**Saved data entries**
*** Begin section ***
PR #273, opened 2020-03-31
chore: fix linting issues

imurchie:


lib/tail-until.js
```diff
@@ -12,15 +12,13 @@ async function tailUntil (filePath, until, timeout = 5000) {
   // }
   // proc.on('output', consoleOut);
 
-  let startDetector = (stdout) => {
-    return stdout.indexOf(until) > -1;
-  };
+  const startDetector = (stdout) => stdout.indexOf(until) > -1;
```
mykola-mokhnach: could use includes

PR #281, opened 2020-06-12
refactor: Prefer own implementation of app activation over idb one

mykola-mokhnach:
I've checked how `focus` command is implemented in idb code and ported it to PyObjC

### DIFF
--- a/lib/utils.js
+++ b/lib/utils.js
@@ -306,7 +306,7 @@ async function getDeveloperRoot () {
  * See https://developer.apple.com/documentation/appkit/nsrunningapplication/1528725-activatewithoptions?language=objc
  * for more details.
  *
- * @param {number|string} pid App identifier
+ * @param {number|string} pid App process identifier
  * @throws {Error} If the given PID is not running or there was a failure
  * while activating the app
  */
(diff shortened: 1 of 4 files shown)


lib/utils.js
```diff
@@ -289,6 +301,28 @@ async function getDeveloperRoot () {
...
+ * while activating the app
+ */
+async function activateApp (pid) {
+  const tmpScript = await tempDir.path({
+    prefix: `activate_sim_${util.uuidV4().substring(0, 8)}`,
+    suffix: '.py',
+  });
+  await fs.writeFile(tmpScript, APP_ACTIVATION_SCRIPT(pid), 'utf8');
+  try {
+    await exec('/usr/bin/python', [tmpScript]);
```
KazuCocoa, line 320: how about catch and print an error to install https://pypi.org/project/pyobjc/ ?
No module error will be raised if the machine has no PyObjC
*** End section ***
**What needs to be done**
Copy out each line from the preceding entries that mentions the word "utils".

**Output below**
--- a/lib/utils.js
+++ b/lib/utils.js
lib/utils.js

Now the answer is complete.